## [EXERCISE BRIEF]
Within the data that follows, set down exactly the lines from the one containing "Show error when" through the one containing "## Checklist", both ends included.

## [DATASET EXCERPTS]
PR #6782, opened 2024-12-10
Show error when contract method names conflict

xunilrj:
## Description

Today, contract call uses the method name to identify which contract method to call. That means that a contract cannot have multiple methods with the same name.

That can happen when a contract implements traits:

image

A lot of the lifetime changes were caused by clippy.

## Checklist


sway-core/src/semantic_analysis/ast_node/declaration/auto_impl.rs
```diff
@@ -520,9 +521,20 @@ where
...
+        let mut names = BTreeMap::new();
+
+        // generate code
         for r in contract_fns {
             let decl = engines.de().get(r);
 
+            // Contract methods must be unique
+            if let Some(old) = names.insert(decl.name.as_str().to_string(), decl.name.span()) {
+                return Err(handler.emit_err(
+                    CompileError::MultipleContractsMethodsWithTheSameName { span: old },
```
sdankel, line 534: In rust, the compiler highlights one of the duplicate definitions and the error message indicates the location of the other definition. We should consider doing something similar so it's clear where to find the other definition.

image

sway-core/src/semantic_analysis/ast_node/declaration/auto_impl.rs
```diff
@@ -520,9 +521,20 @@ where
...
+        // used to check for name collisions
+        let mut names = BTreeMap::new();
+
+        // generate code
         for r in contract_fns {
             let decl = engines.de().get(r);
 
+            // Contract methods must be unique
+            if let Some(old) = names.insert(decl.name.as_str().to_string(), decl.name.span()) {
+                return Err(handler.emit_err(
```
sdankel, line 533: It looks like this will exit if it finds one instance of duplicates. It would be a better UX if we find all of the instances of duplicates and report each of them, so that the user can see all of the errors. That is, if there are two methods named `foo` and three methods named `bar`, they should see 2 errors: one for `foo` and one for `bar`.

sway-core/src/semantic_analysis/ast_node/declaration/auto_impl.rs
xunilrj: Done.

sway-core/src/semantic_analysis/ast_node/declaration/auto_impl.rs
xunilrj: Done.

sway-core/src/asm_lang/virtual_register.rs
```diff
@@ -76,6 +76,32 @@ pub enum ConstantRegister {
     FuncArg5,
 }
 
+impl ConstantRegister {
+    pub(crate) fn parse_register_name(raw: &str) -> Option<ConstantRegister> {
```
zees-dev, line 80: nit: Maybe look into implementing the `impl FromStr` trait instead.
This would introduce the `parse` function on the enum - which probably is the more idiomatic rust approach in this case.
It does however return a result instead (which I guess can be converted to an option using `.ok` or something)

sway-core/src/semantic_analysis/ast_node/declaration/auto_impl.rs
```diff
@@ -520,9 +521,22 @@ where
...
 
+            let name = decl.name.as_str();
+            if !contract_methods.contains_key(name) {
+                contract_methods.insert(name.to_string(), vec![]);
+            }
+            contract_methods
+                .get_mut(name)
+                .unwrap()
+                .push(decl.name.span());
+
```
zees-dev, line 539: nit: removal of unwrap
```suggestion
        let name = decl.name.as_str();
        contract_methods
            .entry(name.to_string())
            .or_default()
            .push(function_declaration.name.span());
```

sway-core/src/asm_lang/virtual_register.rs
xunilrj: If it is no a problem I will put this into another PR.

sway-core/src/semantic_analysis/ast_node/declaration/auto_impl.rs
xunilrj: This allocates a `String` when it is not needed. That is why I went with `contains_key`.

sway-error/src/error.rs
```diff
@@ -2778,7 +2781,19 @@ impl ToDiagnostic for CompileError {
...
+                reason: Some(Reason::new(code(1), "Multiple contracts methods with the same name.".into())),
+                issue: Issue::error(
+                    source_engine,
+                    spans[0].clone(),
+                    "This is the first method".into()
+                ),
+                hints: spans.iter().skip(1).map(|span| {
+                    Hint::error(source_engine, span.clone(), "This is the duplicated method.".into())
+                }).collect(),
+                help: vec!["Contract names must be unique, even when implementing multiple ABIs.".into()],
```
sdankel, line 2794: nit:
```suggestion
                help: vec!["Contract method names must be unique, even when implementing multiple ABIs.".into()],
```

sdankel (approved):
LGTM, just one nit

sdankel:
Actually, I noticed that the new errors aren't being passed to LSP. You can test this by installing `forc-plugins/forc-lsp` and loading the test file in VSCode. The new errors do not show up in the editor. I'm still digging into it.

xunilrj:
This happens because the LSP still compiles everything using encoding v0, and this check only runs for encoding v1. See `https://github.com/FuelLabs/sway/blob/master/sway-lsp/src/core/session.rs#L323`.

It used to be the case that LSP was not compatible with encoding v1. I am not sure this is still true.

IGI-111 (dismissed):

xunilrj:
When I enable the LSP to use encoding V1 (just removing from the `no_experimental` in `session.rs`), I see the diagnostic inside `traverse`. But `typed` at line 395, is `Err(...)`, which I think is short-circuiting the processing of all the others diagnostics, and nothing is returned.

zees-dev (dismissed):

sway-error/src/error.rs
xunilrj: Done.

xunilrj:
I managed to improve what the compiler sends to the LSP server, and now the error is being displayed correctly.

image

xunilrj:
I have rollbacked part of the solution to enable encoding v1 in the LSP. The issue is a problem with the garbage collector. However, I am pushing the solution to improve how the LSP deals with compiler errors.

This means that when the compiler fails, it returns as much information as possible to the LSP server. Which is also using as much information as it can to enrich data for tokens.

In general, LSP should be able to show more diagnostics now. But unfortunately, it will not show the errors of this PR.

sdankel (dismissed):
🚀

sway-lsp/src/capabilities/runnable.rs
```diff
@@ -15,7 +15,7 @@ pub struct RunnableTestFn {
     /// The location in the file where the runnable button should be displayed
     pub range: Range,
     /// The program kind of the current file.
-    pub tree_type: TreeType,
+    //pub tree_type: TreeType,
```
JoshuaBatty, line 18: can probably remove this if it's not used any more

sway-lsp/src/core/session.rs
```diff
@@ -626,25 +633,25 @@ fn create_runnables(
             let path = source_engine.get_path(source_id);
             let runnable = Box::new(RunnableTestFn {
                 range: token::get_range_from_span(&span.clone()),
-                tree_type: typed_program.kind.tree_type(),
+                //tree_type: typed_program.kind.tree_type(),
```
JoshuaBatty, line 636: same here

sway-lsp/tests/fixtures/auto_import/Forc.toml
```diff
@@ -6,4 +6,4 @@ name = "auto_import"
 implicit-std = false
 
 [dependencies]
-std = { git = "https://github.com/FuelLabs/sway", tag = "v0.48.1" }
+std = { path = "../../../../sway-lib-std" }
```
JoshuaBatty, line 9:
```suggestion
std = { git = "https://github.com/FuelLabs/sway", tag = "v0.66.5" }
```

We ended up pinning these examples so it wouldn't require updates when std-lib had changes. Would it be possible to just pin it to the latest master?

sway-lsp/tests/fixtures/diagnostics/dead_code/Forc.toml
```diff
@@ -3,7 +3,7 @@ authors = ["Fuel Labs <contact@fuel.sh>"]
 entry = "main.sw"
 license = "Apache-2.0"
 name = "dead_code"
-implicit-std = false
 
 [dependencies]
-std = { git = "https://github.com/FuelLabs/sway", tag = "v0.48.1" }
```
JoshuaBatty, line 9: same here

sway-lsp/tests/fixtures/runnables/Forc.toml
```diff
@@ -3,7 +3,7 @@ authors = ["Fuel Labs <contact@fuel.sh>"]
 entry = "main.sw"
 license = "Apache-2.0"
 name = "script_multi_test"
-implicit-std = false
 
 [dependencies]
-std = { git = "https://github.com/FuelLabs/sway", tag = "v0.48.1" }
```
JoshuaBatty, line 9: and here

JoshuaBatty (commented):
Nice work @xunilrj , just a couple of small nits.

sway-lsp/src/capabilities/runnable.rs
xunilrj: Done.

sway-lsp/src/core/session.rs
xunilrj: Done.

sway-lsp/tests/fixtures/runnables/Forc.toml
xunilrj: Done.

sway-lsp/tests/fixtures/diagnostics/dead_code/Forc.toml
xunilrj: Done.

sway-lsp/tests/fixtures/auto_import/Forc.toml
xunilrj: Done.

JoshuaBatty (approved):

IGI-111 (approved):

## [SOLUTION]
Show error when contract method names conflict

xunilrj:
## Description

Today, contract call uses the method name to identify which contract method to call. That means that a contract cannot have multiple methods with the same name.

That can happen when a contract implements traits:

image

A lot of the lifetime changes were caused by clippy.

## Checklist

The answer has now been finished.